UNITED STATES DISTRICT COURT EASTERN DISTRICT OF TENNESSEE AT KNOXVILLE
Dec 12, 2018
No. 3:18-cv-00221 (E.D. Tenn. Dec. 12, 2018)

Opinion

No. 3:18-cv-00221

12-12-2018

CLETUS FRANKLIN, Plaintiff, v. ANTHONY HILL and JOHN DOES, Defendants.


REEVES/GUYTON

MEMORANDUM AND ORDER

This is a pro se prisoner's complaint filed under 42 U.S.C. § 1983. Now before the Court is Defendant Hill's motion to dismiss for failure to state a claim and/or for summary judgment [Doc. 11]. Plaintiff has not filed a response to this motion and the time for doing so has passed [Doc. 15 (granting Plaintiff's motion for extension of time to file a response and providing Plaintiff up to and including November 1, 2018, to do so)]. As such, Plaintiff has waived any opposition thereto beyond facts alleged under penalty of perjury in his complaint. E.D. Tenn. L.R. 7.2; Elmore v.

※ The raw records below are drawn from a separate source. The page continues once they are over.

PR #550, opened 2016-03-04
A few very minor fixes to Karel's confidence calibration scripts.

vdp:
Mostly, we make sure that the calls to the Python scripts are changed to
"python \<script.py>", because the scripts start with "#!/bin/env"
(instead "#!/usr/bin/env") which doesn't work in e.g. Ubuntu.
Also a couple of typos corrected in the Python scripts themselves.

@vesis84 : Karel I hope you don't mind the changes. I believe
they should work in your environment too.

Just FYI, the mean NCE value for the LibriSpeech's "dev-other"
subset(I've split it in two, and used the first half for training and the
second one for testing) is 0.302.
Looking at the Karel's numbers, that @danpovey forwarded to the
mailing list it looks like it's about the same as AMI and somewhat
lower than the value for TED-LIUM. That sounds about right to me, 
given that the "other" subsets tend to contain heavily accented speech.

### DIFF
--- a/egs/wsj/s5/steps/conf/append_eval_to_ctm.py
+++ b/egs/wsj/s5/steps/conf/append_eval_to_ctm.py
@@ -1,4 +1,4 @@
-#!/bin/env python
+#!/usr/bin/env python
 
 # Copyright 2015  Brno University of Technology (author: Karel Vesely)
 # Apache 2.0
--- a/egs/wsj/s5/steps/conf/append_prf_to_ctm.py
+++ b/egs/wsj/s5/steps/conf/append_prf_to_ctm.py
@@ -1,4 +1,4 @@
-#!/bin/env python
+#!/usr/bin/env python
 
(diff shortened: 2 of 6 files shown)


danpovey:
Vassil, I think the right fix for the shebang is to change the shebang to
 /usr/bin/env and call the script directly.  We are trying to enforce a
uniform shebang style for all python scripts, and I prefer calling them
without 'python'.

vdp:
Agreed, that this is indeed the cleaner way to fix this. 
I just wasn't sure how many systems might require the non-standard shebang line. Hopefully if someone(notably Karel) really needs to use this non-standard location for "env", it won't be hard for them to update their systems(e.g. by creating symlinks)..

Dan, please find the updated patch.

danpovey:
Thanks!

vesis84:
Hi Vassil, Dan, thanks for the fixes!
Yes the sha-bang, '#!/usr/bin/env python' works well for our system too.
Best regards!
Karel.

Evans, 449 F. Supp. 2, 3 (E.D. Tenn. 1976), aff'd 577 F.2d 740 (6th Cir. 1978).

For the reasons set forth below, however, Defendant Hill's motion to dismiss and/or for summary judgment [Doc. 11] will be GRANTED in part only to the extent that Plaintiff's claims against all Defendants in their official capacities will be DISMISSED. Defendant Hill's motion to dismiss and/or for summary judgment [Id.] will be DENIED in part, however, to the extent that it seeks dismissal due to failure to exhaust administrative remedies and failure to state a claim based on the taking of Plaintiff's religious books and for conspiracy.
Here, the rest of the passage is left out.